No bypass for small ganja farmers
Small ganja farmers across Jamaica will have to find the money to fully comply with all the rules governing traceability from seed to sale if they want to participate in the legal medical marijuana industry.
Alex Spelman, vice-president of SICPA Holdings, told a Jamaica Chamber of Commerce breakfast forum on 'Architecting Trust in Regulated Markets' last week that there can be no shortcuts for small farmers in the regulated ganja industry.
"There are things that as a regulated industry need to be adopted for the public to be sure that this industry is producing things that are not going to cause substantial harm to their, health, their well-being, or their safety. There is a part of that which has to be borne from an industry perspective," said Spelman.

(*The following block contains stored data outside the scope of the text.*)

PR #481, opened 2025-06-20
Add permadeath and ironman mode with savegame support and ammo/health balancing

kendrixargon:
This feature introduces a new permadeath and ironman modes with the following behavior:
- Uses CVAR_LATCH to protect against in-game modification;
- Integrates with the main menu as an extra difficulties;
- State is preserved through save/load (saved in gamefields);
- You can only quicksave in this mode, normal saves are blocked;
- When you die game deletes quicksave and autosave.

Ironman difficulty has additional balance rules:
- Ammo pickups reduced by approx. 50%;
- Medkits & large medkits heals for 80%.

No additional CVARs are required, and behavior is consistent with other latched variables (e.g. deathmatch, coop, skill).


kendrixargon:
I understand your concerns, had doubts myself, it's because most of you folks treat this as technical playground, but i believe there's another group of people like me that actually enjoy playing game in this version. Subjectivly this is successor to anything that already exists.

Consider that my solution as more accessible/effortless because you don't need to find, download, and load mod into source port manually, this can be obstacle for less technical or lazy users. It's more like "plug and play" approach.

My motivation to make this was to challange myself, because i find Quake 2 as one of the easiest shooters. Finishing this about 30-40 times doesn't help, believe me ;)

In the matter of standalone mod that could be next step for my sparetime project, but i have doubts that i can reimplement this 1:1 as a mod. I've extended the ui which gonna need different approch for mod(if possible), based on my small research.

Unfortunatlly cannot move permadeath save block to WriteGame() because no matter how i save the game filename always contains "./baseq2/save/.current/game.ssv"

Already finished game on this difficulty, I'll commit some polishing changes along with new variable "rebalance" to separate it from "permadeath".
https://www.youtube.com/watch?v=-a-kAbAsGjM

kendrixargon:
Alright, thank your for your opinions, im closing this pull request, gonna share this by other means.

PR #231, opened 2022-10-04
added config push for Nokia SR Linux

hellt:
this PR adds `ConfigPush` method to Nokia SR Linux.

The bump to scrapligo was required since a fix was made to detect errors in multi response object.


topo/node/srl/srl.go
```diff
@@ -94,6 +99,38 @@ func (n *Node) GenerateSelfSigned(ctx context.Context) error {
 	return n.cliConn.Close()
 }
 
+// ConfigPush pushes config lines proivded in r using scrapligo SendConfig
```
alexmasi, line 102: typo

topo/node/srl/srl.go
```diff
@@ -94,6 +99,38 @@ func (n *Node) GenerateSelfSigned(ctx context.Context) error {
...
+func (n *Node) ConfigPush(ctx context.Context, r io.Reader) error {
+	log.Infof("%s - pushing config", n.Name())
+
+	cfg, err := io.ReadAll(r)
+	cfgs := string(cfg)
+
+	log.Debugf("config to push:\n%s", cfgs)
```
alexmasi, line 109: not sure if we should log the entire cfgs content in case of a very large config. maybe its better to log the head of the config and the total size?

topo/node/srl/srl_test.go
```diff
@@ -310,3 +310,100 @@ func TestResetCfg(t *testing.T) {
...
 }
+
+func TestConfigPush(t *testing.T) {
+	ki := fake.NewSimpleClientset(&corev1.Pod{
+		ObjectMeta: metav1.ObjectMeta{
+			Name: "pod1",
+		},
+	})
+
+	reaction := func(action ktest.Action) (handled bool, ret watch.Interface, err error) {
```
alexmasi, line 321: is the watch reactor required here?

topo/node/srl/srl_test.go
```diff
@@ -310,3 +310,100 @@ func TestResetCfg(t *testing.T) {
...
+				scrapliopts.WithTransportType(scraplitransport.FileTransport),
+				scrapliopts.WithFileTransportFile(tt.testFile),
+				scrapliopts.WithTimeoutOps(2 * time.Second),
+				scrapliopts.WithTransportReadSize(1),
+				scrapliopts.WithReadDelay(0),
+				scrapliopts.WithDefaultLogger(),
+			}
+
+			if scrapliDebug() {
+				li, _ := scraplilogging.NewInstance(
```
alexmasi, line 390: I'm assuming the ignored value is an error? If so it should not be ignored but instead logged using t.Log or warn or whatever to let the tester know that the scrapli logging could not be created (without needing to fail the test)

topo/node/srl/configpush_fail_cli.cfg
```diff
@@ -0,0 +1,2 @@
+set / system inftion location "wrong command"
```
alexmasi, line 1: this is such a small nit but I couldn't help myself from pointing out that the files are named configpush_{} and configpush_{}_cli.cfg and one is fail and the other is failure while success is consistent

hellt: good call, I missed that 
fixed in 63afc4c30438bfd7f72ced7952f4956b9d4e57ac

topo/node/srl/srl.go
hellt: fixed

topo/node/srl/srl_test.go
hellt: yes, you're right. I have removed it from the two tests that don't require it.

topo/node/srl/srl_test.go
hellt: I have added a check for errors with a test abort, as I think if the logging was required and it doesn't work, it makes sense to see what is wrong with the dependency

topo/node/srl/srl.go
hellt: I used the approach that currently exists in the repo.
In my opinion, observing the full config is beneficial as instructed by the user using the `-v debug` flag. The verbosity was requested.

Configs are indeed massive on SR Linux due to explicit ACLs, but when running without a debug they are not visible

alexmasi (approved):

PR #238, opened 2022-10-11
Add keysight manifest for deploy

marcushines:


alexmasi (commented):
the versions file should be named ixia-configmap.yaml: https://github.com/openconfig/kne/blob/1b4d2060101e3df472665f651c383efd322e0264/deploy/deploy.go#L826

but I like this pattern better, can we change it internally as well during the sync?

frasieroh:
can we temporarily accept both `ixia-configmap` and `ixia-version` and have them be equivalent and mutually exclusive? We have an internal repo that distributes our own manifests and images to keeps things stable, and I'd prefer not to have it only work with versions of KNE before or after this change.

manifests/keysight/ixiatg-version.yaml
```diff
@@ -0,0 +1,32 @@
+apiVersion: v1
```
alexmasi, line 1: rename this file to ixiatg-configmap

deploy/kne/test.yaml
```diff
@@ -0,0 +1,26 @@
+---
```
alexmasi, line 1: this file looks leftover from manual testing?

alexmasi:
the presubmit failed because this PR does not have the changes on the main branch that fix the issue

alexmasi (dismissed):

alexmasi (dismissed):

alexmasi (approved):

PR #244, opened 2022-10-17
Remove references to node type

alexmasi:


alexmasi:
The linter is complaining about use of the deprecated field:

```
Error: SA1019: impl.Proto.Type is deprecated: Do not use.  (staticcheck)
```

So its safe to ignore the failure

guoshiuan (approved):

PR #248, opened 2022-10-21
Ixia support for custom init container

anjan-keysight:
Ixia support for custom init container through KNE config files


topo/node/ixia/ixia.go
```diff
@@ -59,6 +59,11 @@ func (n *Node) newCRD() *ixiatg.IxiaTG {
 		},
 	}
 
+	if n.GetProto().Config != nil {
+		ixiaCRD.Spec.InitContainer.Image = n.GetProto().Config.InitImage
+		ixiaCRD.Spec.InitContainer.Sleep = n.GetProto().Config.Sleep
```
alexmasi, line 64: sleep should be the sleep time before starting the pod according to the documentation: https://github.com/openconfig/kne/blob/1775c426748ac4100544b08c9383709da53593fe/proto/topo.proto#L125

Does this instead create the pod without sleeping but then start the initcontainer after the sleep period?

alexmasi (dismissed):

alexmasi:
Looks like there are some merge conflicts, once those are fixed I can merge

anjan-keysight:
Resolved go.sum conflict.

alexmasi:
there are still merge conflicts unfortunately

anjan-keysight:
I have merged main and resolved the issue. Once this is merged I will sync the other PR and resolve conflicts.

alexmasi (approved):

He pointed to Humboldt County in California, which also had a high concentration of small ganja farmers before the industry was regulated, and noted that these small farmers are now well established in the formal system.
"And while that was a challenging transition for many of the small farmers, they now recognise the value that being regulated brought to them because they are now in a programme that created consistency, standards, accountability, transparency, and visibility to what they were doing. That value actually worked to their benefit in the broader market.
"So they could position their product in certain ways to downstream consumers, the users, the patients ... and there is a value that the market gave to them in terms of price points and economic returns," added Spelman.
SICPA is a Switzerland-based company that operates in more than 160 countries across the globe. It is now seeking to set up shop in Jamaica, and Spelman says it can provide solutions for many of the challenges facing Jamaica's fledgling marijuana industry.
"We have systems to ensure compliance and shrink the illegitimate market, but also help to legitimise some of the historically marginalised people who want to be included in the industry and ensure that there are opportunities for the small cultivators," added Spelman.